§ **What the task asks**:
When the line containing "PR #1740, opened 2020-10-14" appears in the data below, begin copying there and stop only after the line containing "Please remove the".

§ **Data**:

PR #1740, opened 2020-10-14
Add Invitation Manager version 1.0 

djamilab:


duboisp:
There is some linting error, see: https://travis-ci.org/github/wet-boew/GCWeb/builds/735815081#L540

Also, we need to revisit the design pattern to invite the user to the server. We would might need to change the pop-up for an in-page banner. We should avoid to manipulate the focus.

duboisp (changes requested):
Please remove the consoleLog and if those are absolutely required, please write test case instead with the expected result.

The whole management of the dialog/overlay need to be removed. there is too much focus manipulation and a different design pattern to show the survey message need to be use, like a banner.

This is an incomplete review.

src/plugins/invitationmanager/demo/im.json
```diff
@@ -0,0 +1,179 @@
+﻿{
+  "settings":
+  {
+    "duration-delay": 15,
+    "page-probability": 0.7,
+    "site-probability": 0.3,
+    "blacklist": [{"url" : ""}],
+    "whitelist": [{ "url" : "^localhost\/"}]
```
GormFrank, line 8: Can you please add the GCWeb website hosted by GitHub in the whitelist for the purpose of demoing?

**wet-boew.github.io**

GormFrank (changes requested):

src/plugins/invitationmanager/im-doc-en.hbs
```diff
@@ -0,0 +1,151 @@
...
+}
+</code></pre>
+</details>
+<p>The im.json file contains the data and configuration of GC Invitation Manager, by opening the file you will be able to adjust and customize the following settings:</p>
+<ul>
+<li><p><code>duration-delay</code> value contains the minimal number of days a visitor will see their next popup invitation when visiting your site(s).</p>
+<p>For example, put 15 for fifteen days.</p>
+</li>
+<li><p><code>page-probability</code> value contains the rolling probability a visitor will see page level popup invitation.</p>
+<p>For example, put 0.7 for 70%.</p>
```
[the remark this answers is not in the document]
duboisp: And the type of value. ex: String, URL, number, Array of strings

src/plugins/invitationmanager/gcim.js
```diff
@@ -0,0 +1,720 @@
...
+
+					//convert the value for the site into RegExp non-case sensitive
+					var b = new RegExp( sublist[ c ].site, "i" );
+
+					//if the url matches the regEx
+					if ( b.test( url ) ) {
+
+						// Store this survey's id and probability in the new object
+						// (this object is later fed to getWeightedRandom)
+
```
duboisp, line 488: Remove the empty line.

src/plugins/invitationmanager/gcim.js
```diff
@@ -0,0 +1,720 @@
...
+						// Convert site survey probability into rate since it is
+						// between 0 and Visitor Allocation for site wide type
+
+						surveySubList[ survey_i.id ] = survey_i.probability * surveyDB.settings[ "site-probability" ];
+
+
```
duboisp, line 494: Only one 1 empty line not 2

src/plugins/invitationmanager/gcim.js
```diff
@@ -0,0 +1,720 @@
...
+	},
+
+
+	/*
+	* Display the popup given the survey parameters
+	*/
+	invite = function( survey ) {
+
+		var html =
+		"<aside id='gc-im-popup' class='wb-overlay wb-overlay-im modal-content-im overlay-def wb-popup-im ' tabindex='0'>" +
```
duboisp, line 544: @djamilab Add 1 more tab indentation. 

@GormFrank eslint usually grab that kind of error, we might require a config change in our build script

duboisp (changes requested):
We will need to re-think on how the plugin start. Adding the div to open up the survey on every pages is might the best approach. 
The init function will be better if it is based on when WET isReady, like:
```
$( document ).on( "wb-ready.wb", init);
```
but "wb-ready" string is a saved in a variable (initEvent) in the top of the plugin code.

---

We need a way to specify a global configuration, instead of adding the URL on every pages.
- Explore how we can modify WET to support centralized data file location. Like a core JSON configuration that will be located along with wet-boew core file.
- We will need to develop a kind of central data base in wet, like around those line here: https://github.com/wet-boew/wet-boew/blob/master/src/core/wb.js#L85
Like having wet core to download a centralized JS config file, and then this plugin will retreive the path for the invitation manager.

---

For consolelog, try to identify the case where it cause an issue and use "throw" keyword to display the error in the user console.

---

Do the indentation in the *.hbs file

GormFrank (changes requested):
...
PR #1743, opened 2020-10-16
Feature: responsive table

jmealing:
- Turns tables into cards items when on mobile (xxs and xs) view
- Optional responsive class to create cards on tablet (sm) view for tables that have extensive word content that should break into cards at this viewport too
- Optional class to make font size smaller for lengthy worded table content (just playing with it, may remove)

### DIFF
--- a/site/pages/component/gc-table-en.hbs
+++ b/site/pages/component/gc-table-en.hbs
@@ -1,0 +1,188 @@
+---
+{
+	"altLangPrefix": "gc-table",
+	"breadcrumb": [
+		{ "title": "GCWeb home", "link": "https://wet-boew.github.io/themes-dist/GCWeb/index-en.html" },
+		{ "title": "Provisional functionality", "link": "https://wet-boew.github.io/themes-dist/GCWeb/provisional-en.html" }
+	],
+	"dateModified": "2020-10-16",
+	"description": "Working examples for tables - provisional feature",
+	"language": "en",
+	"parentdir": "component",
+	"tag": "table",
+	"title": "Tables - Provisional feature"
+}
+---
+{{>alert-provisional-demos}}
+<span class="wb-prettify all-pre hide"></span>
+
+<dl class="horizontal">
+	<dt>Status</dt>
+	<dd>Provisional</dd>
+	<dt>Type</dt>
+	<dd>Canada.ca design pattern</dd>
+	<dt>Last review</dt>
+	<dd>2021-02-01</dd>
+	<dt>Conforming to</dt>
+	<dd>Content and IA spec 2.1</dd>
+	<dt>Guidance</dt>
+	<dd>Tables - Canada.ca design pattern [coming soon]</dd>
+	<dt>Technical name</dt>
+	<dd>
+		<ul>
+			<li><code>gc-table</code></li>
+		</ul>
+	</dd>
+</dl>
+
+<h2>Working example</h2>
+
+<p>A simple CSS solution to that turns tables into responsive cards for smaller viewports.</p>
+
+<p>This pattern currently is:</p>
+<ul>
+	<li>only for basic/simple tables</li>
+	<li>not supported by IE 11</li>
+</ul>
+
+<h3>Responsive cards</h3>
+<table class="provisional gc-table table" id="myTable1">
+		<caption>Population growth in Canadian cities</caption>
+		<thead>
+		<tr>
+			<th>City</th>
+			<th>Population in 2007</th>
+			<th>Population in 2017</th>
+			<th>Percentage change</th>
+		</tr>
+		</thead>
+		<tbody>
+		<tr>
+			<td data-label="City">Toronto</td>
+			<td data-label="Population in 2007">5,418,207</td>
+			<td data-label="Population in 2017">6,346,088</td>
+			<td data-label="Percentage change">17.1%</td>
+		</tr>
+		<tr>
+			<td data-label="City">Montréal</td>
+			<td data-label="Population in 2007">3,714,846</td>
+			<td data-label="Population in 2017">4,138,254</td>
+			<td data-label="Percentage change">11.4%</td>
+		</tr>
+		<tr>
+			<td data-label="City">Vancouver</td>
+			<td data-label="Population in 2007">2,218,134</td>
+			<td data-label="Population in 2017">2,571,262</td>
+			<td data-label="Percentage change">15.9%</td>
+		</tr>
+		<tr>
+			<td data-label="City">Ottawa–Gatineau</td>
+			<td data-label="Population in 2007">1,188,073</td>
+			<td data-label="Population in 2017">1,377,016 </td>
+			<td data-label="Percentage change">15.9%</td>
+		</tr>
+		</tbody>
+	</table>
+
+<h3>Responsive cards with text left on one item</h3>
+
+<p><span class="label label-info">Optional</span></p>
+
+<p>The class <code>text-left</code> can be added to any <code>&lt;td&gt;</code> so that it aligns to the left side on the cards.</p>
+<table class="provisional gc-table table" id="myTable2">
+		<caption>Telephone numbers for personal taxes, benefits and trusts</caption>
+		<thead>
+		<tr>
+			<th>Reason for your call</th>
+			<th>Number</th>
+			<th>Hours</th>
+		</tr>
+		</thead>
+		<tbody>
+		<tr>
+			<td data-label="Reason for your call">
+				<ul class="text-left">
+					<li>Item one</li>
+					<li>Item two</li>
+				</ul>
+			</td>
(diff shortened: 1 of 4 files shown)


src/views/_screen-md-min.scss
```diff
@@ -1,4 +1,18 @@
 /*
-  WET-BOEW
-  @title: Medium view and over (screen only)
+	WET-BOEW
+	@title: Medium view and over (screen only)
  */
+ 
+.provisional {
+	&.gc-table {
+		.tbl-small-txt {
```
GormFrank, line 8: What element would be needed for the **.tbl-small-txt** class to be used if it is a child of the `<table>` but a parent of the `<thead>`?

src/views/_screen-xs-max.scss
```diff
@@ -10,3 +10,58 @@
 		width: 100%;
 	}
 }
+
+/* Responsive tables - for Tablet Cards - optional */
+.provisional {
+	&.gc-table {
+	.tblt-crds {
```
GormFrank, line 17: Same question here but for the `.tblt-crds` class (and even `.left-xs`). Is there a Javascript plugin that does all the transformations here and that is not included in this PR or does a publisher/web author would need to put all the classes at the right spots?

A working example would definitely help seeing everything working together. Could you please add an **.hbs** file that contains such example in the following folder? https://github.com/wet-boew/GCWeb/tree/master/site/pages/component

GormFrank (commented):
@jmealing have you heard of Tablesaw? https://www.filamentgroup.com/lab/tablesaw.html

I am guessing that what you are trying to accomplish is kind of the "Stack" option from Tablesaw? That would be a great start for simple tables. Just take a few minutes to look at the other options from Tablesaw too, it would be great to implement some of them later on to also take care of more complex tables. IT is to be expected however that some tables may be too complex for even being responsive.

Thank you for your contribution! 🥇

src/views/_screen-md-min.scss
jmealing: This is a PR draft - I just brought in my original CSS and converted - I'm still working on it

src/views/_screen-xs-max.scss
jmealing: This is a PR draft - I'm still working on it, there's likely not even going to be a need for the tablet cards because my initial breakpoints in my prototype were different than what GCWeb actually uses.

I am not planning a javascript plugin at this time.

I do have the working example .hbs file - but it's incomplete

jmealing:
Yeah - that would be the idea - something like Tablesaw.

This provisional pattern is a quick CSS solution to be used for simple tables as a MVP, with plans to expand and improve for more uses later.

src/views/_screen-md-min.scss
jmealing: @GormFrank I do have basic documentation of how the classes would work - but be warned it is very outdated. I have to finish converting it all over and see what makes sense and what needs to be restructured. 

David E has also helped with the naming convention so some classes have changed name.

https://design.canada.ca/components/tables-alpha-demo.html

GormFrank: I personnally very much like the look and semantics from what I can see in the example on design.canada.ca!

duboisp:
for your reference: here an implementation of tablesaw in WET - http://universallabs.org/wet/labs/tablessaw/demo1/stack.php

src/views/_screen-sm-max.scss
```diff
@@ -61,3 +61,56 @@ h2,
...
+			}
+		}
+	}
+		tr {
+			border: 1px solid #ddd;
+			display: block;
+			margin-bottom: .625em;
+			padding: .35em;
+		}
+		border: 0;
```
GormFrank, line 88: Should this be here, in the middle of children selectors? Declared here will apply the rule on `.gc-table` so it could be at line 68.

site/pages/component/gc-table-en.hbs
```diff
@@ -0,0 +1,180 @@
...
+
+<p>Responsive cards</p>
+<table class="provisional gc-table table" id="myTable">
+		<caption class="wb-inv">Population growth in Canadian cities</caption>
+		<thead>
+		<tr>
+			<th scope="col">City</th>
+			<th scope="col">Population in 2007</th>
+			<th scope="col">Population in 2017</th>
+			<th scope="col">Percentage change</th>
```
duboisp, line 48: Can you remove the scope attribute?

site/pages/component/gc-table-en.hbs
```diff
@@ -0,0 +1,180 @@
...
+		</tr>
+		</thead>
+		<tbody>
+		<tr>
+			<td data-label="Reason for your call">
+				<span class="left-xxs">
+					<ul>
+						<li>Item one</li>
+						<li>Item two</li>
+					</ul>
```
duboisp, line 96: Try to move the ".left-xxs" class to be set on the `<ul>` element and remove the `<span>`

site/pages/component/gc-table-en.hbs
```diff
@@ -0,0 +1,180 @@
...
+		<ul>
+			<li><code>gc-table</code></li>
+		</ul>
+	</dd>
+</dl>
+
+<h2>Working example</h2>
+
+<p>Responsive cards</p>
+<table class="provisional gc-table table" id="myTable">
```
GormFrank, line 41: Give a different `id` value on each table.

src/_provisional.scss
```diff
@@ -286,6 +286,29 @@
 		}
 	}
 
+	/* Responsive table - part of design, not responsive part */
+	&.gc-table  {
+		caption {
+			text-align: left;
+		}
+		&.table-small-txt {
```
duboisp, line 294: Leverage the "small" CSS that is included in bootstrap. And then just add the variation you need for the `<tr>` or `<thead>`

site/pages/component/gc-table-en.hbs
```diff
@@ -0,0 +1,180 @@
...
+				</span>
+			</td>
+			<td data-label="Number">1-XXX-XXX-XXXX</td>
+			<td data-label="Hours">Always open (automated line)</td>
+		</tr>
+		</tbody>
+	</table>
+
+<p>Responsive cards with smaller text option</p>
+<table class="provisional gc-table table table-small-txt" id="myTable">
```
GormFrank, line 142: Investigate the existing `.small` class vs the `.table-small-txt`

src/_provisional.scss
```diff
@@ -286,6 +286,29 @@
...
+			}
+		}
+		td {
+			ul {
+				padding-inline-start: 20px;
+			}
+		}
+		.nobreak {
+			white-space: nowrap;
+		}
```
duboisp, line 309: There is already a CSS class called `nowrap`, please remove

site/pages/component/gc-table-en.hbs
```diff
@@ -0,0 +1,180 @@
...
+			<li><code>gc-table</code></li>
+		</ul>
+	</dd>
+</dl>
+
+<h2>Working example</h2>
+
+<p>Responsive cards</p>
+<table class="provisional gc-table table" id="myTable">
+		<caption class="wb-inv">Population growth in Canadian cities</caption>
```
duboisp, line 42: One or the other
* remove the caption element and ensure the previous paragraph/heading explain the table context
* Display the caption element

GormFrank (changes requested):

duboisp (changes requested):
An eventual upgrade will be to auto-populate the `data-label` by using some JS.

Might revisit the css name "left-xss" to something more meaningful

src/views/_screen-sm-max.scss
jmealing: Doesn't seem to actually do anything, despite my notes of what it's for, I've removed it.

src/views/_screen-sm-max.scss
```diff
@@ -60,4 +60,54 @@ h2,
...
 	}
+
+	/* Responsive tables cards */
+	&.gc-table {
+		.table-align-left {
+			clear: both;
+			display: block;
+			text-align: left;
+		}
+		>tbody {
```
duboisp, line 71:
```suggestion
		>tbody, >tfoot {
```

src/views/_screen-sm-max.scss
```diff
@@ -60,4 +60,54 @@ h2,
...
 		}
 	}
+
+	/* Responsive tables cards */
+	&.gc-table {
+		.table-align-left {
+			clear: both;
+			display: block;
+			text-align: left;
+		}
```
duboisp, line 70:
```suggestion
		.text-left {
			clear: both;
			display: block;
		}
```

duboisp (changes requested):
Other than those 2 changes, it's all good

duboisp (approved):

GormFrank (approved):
...
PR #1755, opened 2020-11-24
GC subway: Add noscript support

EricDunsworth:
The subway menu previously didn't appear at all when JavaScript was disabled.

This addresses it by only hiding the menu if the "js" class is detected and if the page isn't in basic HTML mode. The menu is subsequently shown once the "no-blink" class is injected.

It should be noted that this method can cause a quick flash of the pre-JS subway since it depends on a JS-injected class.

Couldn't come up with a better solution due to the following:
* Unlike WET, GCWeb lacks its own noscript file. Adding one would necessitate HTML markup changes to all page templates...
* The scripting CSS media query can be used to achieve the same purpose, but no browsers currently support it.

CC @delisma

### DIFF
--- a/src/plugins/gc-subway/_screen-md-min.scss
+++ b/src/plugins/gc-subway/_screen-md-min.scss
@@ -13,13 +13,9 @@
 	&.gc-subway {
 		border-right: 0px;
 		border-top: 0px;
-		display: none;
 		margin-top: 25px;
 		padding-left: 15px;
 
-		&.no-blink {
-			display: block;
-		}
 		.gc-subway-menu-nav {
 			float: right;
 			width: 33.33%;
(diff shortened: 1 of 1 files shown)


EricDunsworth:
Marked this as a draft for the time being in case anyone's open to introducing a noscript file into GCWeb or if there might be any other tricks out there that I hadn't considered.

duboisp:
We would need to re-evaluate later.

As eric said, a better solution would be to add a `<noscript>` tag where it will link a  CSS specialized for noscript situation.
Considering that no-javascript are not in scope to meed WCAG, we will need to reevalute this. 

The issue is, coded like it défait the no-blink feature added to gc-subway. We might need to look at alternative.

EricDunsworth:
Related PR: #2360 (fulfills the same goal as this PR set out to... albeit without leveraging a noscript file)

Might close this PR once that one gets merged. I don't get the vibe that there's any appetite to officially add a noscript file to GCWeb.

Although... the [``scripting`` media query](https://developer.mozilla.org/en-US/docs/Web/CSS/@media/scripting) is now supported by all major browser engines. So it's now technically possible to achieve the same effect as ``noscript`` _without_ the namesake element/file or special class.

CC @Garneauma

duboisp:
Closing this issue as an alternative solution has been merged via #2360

§ **Task answer**:
PR #1740, opened 2020-10-14
Add Invitation Manager version 1.0 

djamilab:


duboisp:
There is some linting error, see: https://travis-ci.org/github/wet-boew/GCWeb/builds/735815081#L540

Also, we need to revisit the design pattern to invite the user to the server. We would might need to change the pop-up for an in-page banner. We should avoid to manipulate the focus.

duboisp (changes requested):
Please remove the consoleLog and if those are absolutely required, please write test case instead with the expected result.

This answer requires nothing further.